**TASK BRIEF**
The entries below must be restated word for word.

━━━━━━━━

PR #1426, opened 2015-08-18
reenable scanning code for ctypes dlls

### LINKED ISSUE #1374: reenable scanning code for ctypes dlls
Recently I noticed that method scan_code_for_ctypes() is not used in python3 branch. We should use it again.

htgoebel:
Closes #1374.

I'm committing this as pull-request to be able to check the appveyor tests.

@codewarrior0 It would be great if you could add test-cases for the prefabricated library loaders supporting attribute accesses on windows. See the TODO comment in test_import.


tests/functional/test_import.py
```diff
@@ -47,14 +47,105 @@ def test_ctypes_CDLL_c(pyi_builder):
...
+reason = 'libgs.so (Ghostscript)'
+parameters = []
+ids = []
+for prefix in ('', 'ctypes.'):
+    for funcname in  ('CDLL', 'PyDLL', 'WinDLL', 'OleDLL', 'cdll.LoadLibrary'):
+        ids.append('%s_%s' % (prefix+funcname, libname))
+        params = (prefix+funcname, libname, reason, ids[-1])
+        if funcname in ("WinDLL", "OleDLL"):
+            # WinDLL, OleDLL only work on windows.
+            params = skipif_notwin(params)
```
codewarrior0: I found out why this is failing in AppVeyor: A function can only have one `skipif`, and the `skipif` on the parameter will override the `skipif` on the function.

tests/functional/test_import.py
```diff
@@ -47,14 +47,105 @@ def test_ctypes_CDLL_c(pyi_builder):
...
+    pyi_builder.test_source(source % locals(), test_id=test_id)
+
+
+# TODO: Add test-cases forthe prefabricated library loaders supporting
+# attribute accesses on windows. Example::
+#
+#   cdll.kernel32.GetModuleHandleA(None)
+#
+# Of course we need to use dlls which is not are commony available on
+# windows but mot excluded in PyInstaller.depend.dylib
```
codewarrior0: Roger that. I'll try to find a DLL we can use on AppVeyor. The excludes list should be expanded to have all system .DLLs, too.

tests/functional/test_import.py
htgoebel: I tested this, but I can not verify your statement. Here is the code I tried:
```python
import pytest
import os

T1 = bool(os.getenv('T1'))
T2 = bool(os.getenv('T2'))
T3 = bool(os.getenv('T3'))

parameters = []
for i, prefix in enumerate(('blabla', 'lalala', 'abcdef')):
    params = (i, prefix)
    if i == 1:
        params = pytest.mark.skipif(not T3, reason="requires T3")(params)
    parameters.append(params)

@pytest.mark.skipif(not T2, reason="requires T2")
@pytest.mark.parametrize("num, prefix", parameters)
@pytest.mark.skipif(not T1, reason="requires T1")
def test_answer(num, prefix):
    pass
```
and running it like:
```
$ T1=yes T2=yes T3= py.test -rs test_sample2.py 
================================= test session starts =================================
platform linux -- Python 3.3.2 -- py-1.4.30 -- pytest-2.7.2
rootdir: /tmp, inifile: 
collected 3 items 

test_sample2.py .s.
=============================== short test summary info ===============================
SKIP [1] test_sample2.py:15: requires T3

========================= 2 passed, 1 skipped in 0.01 seconds =========================
```

htgoebel: Hmm, but appveyor still fails :-(

codewarrior0: A function can only ever have one `skipif`. It's because of the way py.test marks work. It sets another attribute on the function, that's just a dict that looks like `{'skipif': (True, {'reason'='Does not run on Windows'})}`. When you use two `skipif` on a function, only the first (outermost) one takes effect; and if you use a parametrized function, the `skipif` on the parameter overrides the mark on the function itself.

It's only later, in a py.test `runtests` hook, that another function inspects the `skipif` mark and skips the function.

Unless you want to write your own `runtests` hook, it might be simpler to just not add the parameter when not running on Windows.

codewarrior0: Here's what is happening in your experiment:

1. The `test_answer` function is defined.
2. `test_answer` is passed into `skipif(T1, ...` which adds the `skipif` attribute with `(False, {'reason': 'Requires T1'})` as its arguments and returns `test_answer`.
3. `test_answer` is passed into `parametrize`, which adds the `parametrize` attribute with `("num, prefix", parameters)` as its arguments and returns `test_answer`
4. `test_answer` is passed into `skipif(T2, ...` which replaces the `skipif` attribute for T1 with a new set of arguments.
5. During test collection, a hook function finds the `parametrize` attribute and replaces the single `FunctionCall` object with a list of `CallSpec` objects, created according to the `parametrize` parameters, one for each combination. Each `CallSpec` starts with the `skipif` attribute from `test_answer` (which will be T2), but if the parameter has its own `skipif`, that will override the one on `test_answer`.

codewarrior0: [Actually, there's something about this in the py.test documentation](https://pytest.org/latest/example/markers.html#marking-platform-specific-tests-with-pytest)

Adding a `runtest_setup` hook doesn't look like a big deal. They describe how to create custom marks that say "only runs on OS X" and similar, and then use the hook function to skip based on the custom marks instead of doing everything through `skipif`. This way, you can stack the `osx` mark with the `skipif` mark without worrying about two `skipif` marks replacing one another.

htgoebel: Thanks for you input.
I'm afraid, Adding a `runtest_setup` hook would not solve this issue, since I still need to have the `skip_if_lib_missing` decorator. And it lloks lok decorators and parametrized-skipif do not play well together. I opend an issue for this: https://github.com/pytest-dev/pytest/issues/954

So I'm have to wait for some anwser there.

> A function can only ever have one `skipif`.

I can not reproduce this. Given my script from https://github.com/pytest-dev/pytest/issues/954, this would work as expected:
```python
@has("T2")
@has("T3")
@has("T1")
def test_answer(num,prefix):
    pass
```

codewarrior0: Hm. That does work as expected. The function has this mark on it:

```
(Pdb) test_answer.skipif
<MarkInfo 'skipif' args=(True, True, True) kwargs={'reason': 'requires T2'}>
```

It turns out the MarkDecorator for skipif will append to the args list when there are successive skipifs. And the `MarkEvaluator` for skipif will return True if any of the args are True, skipping the test. So it still just has one `skipif` mark, but with a list of conditions instead of just one. The downside is that it only remembers the last reason you gave it, so you don't know exactly why it was skipped.

parametrize is different. It replaces any marks on the function with the ones on the parameter, because it isn't using MarkDecorator. So it's just parametrize that replaces the old marks. But you've got a point, parametrize ought to work the same as successive skipifs on a function. Even if the other reasons are lost.

htgoebel: Thanks for the insight. You may want to add your last paragraph to https://github.com/pytest-dev/pytest/issues/954 :-)

htgoebel: I implemented a work-around while waiting for the next release of pytest, see 8e7489244a5. Thanks for your support :-)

━━━━━━━━

**ANSWER TO THIS EXERCISE**
PR #1426, opened 2015-08-18
reenable scanning code for ctypes dlls

### LINKED ISSUE #1374: reenable scanning code for ctypes dlls
Recently I noticed that method scan_code_for_ctypes() is not used in python3 branch. We should use it again.

htgoebel:
Closes #1374.

I'm committing this as pull-request to be able to check the appveyor tests.

@codewarrior0 It would be great if you could add test-cases for the prefabricated library loaders supporting attribute accesses on windows. See the TODO comment in test_import.


tests/functional/test_import.py
```diff
@@ -47,14 +47,105 @@ def test_ctypes_CDLL_c(pyi_builder):
...
+reason = 'libgs.so (Ghostscript)'
+parameters = []
+ids = []
+for prefix in ('', 'ctypes.'):
+    for funcname in  ('CDLL', 'PyDLL', 'WinDLL', 'OleDLL', 'cdll.LoadLibrary'):
+        ids.append('%s_%s' % (prefix+funcname, libname))
+        params = (prefix+funcname, libname, reason, ids[-1])
+        if funcname in ("WinDLL", "OleDLL"):
+            # WinDLL, OleDLL only work on windows.
+            params = skipif_notwin(params)
```
codewarrior0: I found out why this is failing in AppVeyor: A function can only have one `skipif`, and the `skipif` on the parameter will override the `skipif` on the function.

tests/functional/test_import.py
```diff
@@ -47,14 +47,105 @@ def test_ctypes_CDLL_c(pyi_builder):
...
+    pyi_builder.test_source(source % locals(), test_id=test_id)
+
+
+# TODO: Add test-cases forthe prefabricated library loaders supporting
+# attribute accesses on windows. Example::
+#
+#   cdll.kernel32.GetModuleHandleA(None)
+#
+# Of course we need to use dlls which is not are commony available on
+# windows but mot excluded in PyInstaller.depend.dylib
```
codewarrior0: Roger that. I'll try to find a DLL we can use on AppVeyor. The excludes list should be expanded to have all system .DLLs, too.

tests/functional/test_import.py
htgoebel: I tested this, but I can not verify your statement. Here is the code I tried:
```python
import pytest
import os

T1 = bool(os.getenv('T1'))
T2 = bool(os.getenv('T2'))
T3 = bool(os.getenv('T3'))

parameters = []
for i, prefix in enumerate(('blabla', 'lalala', 'abcdef')):
    params = (i, prefix)
    if i == 1:
        params = pytest.mark.skipif(not T3, reason="requires T3")(params)
    parameters.append(params)

@pytest.mark.skipif(not T2, reason="requires T2")
@pytest.mark.parametrize("num, prefix", parameters)
@pytest.mark.skipif(not T1, reason="requires T1")
def test_answer(num, prefix):
    pass
```
and running it like:
```
$ T1=yes T2=yes T3= py.test -rs test_sample2.py 
================================= test session starts =================================
platform linux -- Python 3.3.2 -- py-1.4.30 -- pytest-2.7.2
rootdir: /tmp, inifile: 
collected 3 items 

test_sample2.py .s.
=============================== short test summary info ===============================
SKIP [1] test_sample2.py:15: requires T3

========================= 2 passed, 1 skipped in 0.01 seconds =========================
```

htgoebel: Hmm, but appveyor still fails :-(

codewarrior0: A function can only ever have one `skipif`. It's because of the way py.test marks work. It sets another attribute on the function, that's just a dict that looks like `{'skipif': (True, {'reason'='Does not run on Windows'})}`. When you use two `skipif` on a function, only the first (outermost) one takes effect; and if you use a parametrized function, the `skipif` on the parameter overrides the mark on the function itself.

It's only later, in a py.test `runtests` hook, that another function inspects the `skipif` mark and skips the function.

Unless you want to write your own `runtests` hook, it might be simpler to just not add the parameter when not running on Windows.

codewarrior0: Here's what is happening in your experiment:

1. The `test_answer` function is defined.
2. `test_answer` is passed into `skipif(T1, ...` which adds the `skipif` attribute with `(False, {'reason': 'Requires T1'})` as its arguments and returns `test_answer`.
3. `test_answer` is passed into `parametrize`, which adds the `parametrize` attribute with `("num, prefix", parameters)` as its arguments and returns `test_answer`
4. `test_answer` is passed into `skipif(T2, ...` which replaces the `skipif` attribute for T1 with a new set of arguments.
5. During test collection, a hook function finds the `parametrize` attribute and replaces the single `FunctionCall` object with a list of `CallSpec` objects, created according to the `parametrize` parameters, one for each combination. Each `CallSpec` starts with the `skipif` attribute from `test_answer` (which will be T2), but if the parameter has its own `skipif`, that will override the one on `test_answer`.

codewarrior0: [Actually, there's something about this in the py.test documentation](https://pytest.org/latest/example/markers.html#marking-platform-specific-tests-with-pytest)

Adding a `runtest_setup` hook doesn't look like a big deal. They describe how to create custom marks that say "only runs on OS X" and similar, and then use the hook function to skip based on the custom marks instead of doing everything through `skipif`. This way, you can stack the `osx` mark with the `skipif` mark without worrying about two `skipif` marks replacing one another.

htgoebel: Thanks for you input.
I'm afraid, Adding a `runtest_setup` hook would not solve this issue, since I still need to have the `skip_if_lib_missing` decorator. And it lloks lok decorators and parametrized-skipif do not play well together. I opend an issue for this: https://github.com/pytest-dev/pytest/issues/954

So I'm have to wait for some anwser there.

> A function can only ever have one `skipif`.

I can not reproduce this. Given my script from https://github.com/pytest-dev/pytest/issues/954, this would work as expected:
```python
@has("T2")
@has("T3")
@has("T1")
def test_answer(num,prefix):
    pass
```

codewarrior0: Hm. That does work as expected. The function has this mark on it:

```
(Pdb) test_answer.skipif
<MarkInfo 'skipif' args=(True, True, True) kwargs={'reason': 'requires T2'}>
```

It turns out the MarkDecorator for skipif will append to the args list when there are successive skipifs. And the `MarkEvaluator` for skipif will return True if any of the args are True, skipping the test. So it still just has one `skipif` mark, but with a list of conditions instead of just one. The downside is that it only remembers the last reason you gave it, so you don't know exactly why it was skipped.

parametrize is different. It replaces any marks on the function with the ones on the parameter, because it isn't using MarkDecorator. So it's just parametrize that replaces the old marks. But you've got a point, parametrize ought to work the same as successive skipifs on a function. Even if the other reasons are lost.

htgoebel: Thanks for the insight. You may want to add your last paragraph to https://github.com/pytest-dev/pytest/issues/954 :-)

htgoebel: I implemented a work-around while waiting for the next release of pytest, see 8e7489244a5. Thanks for your support :-)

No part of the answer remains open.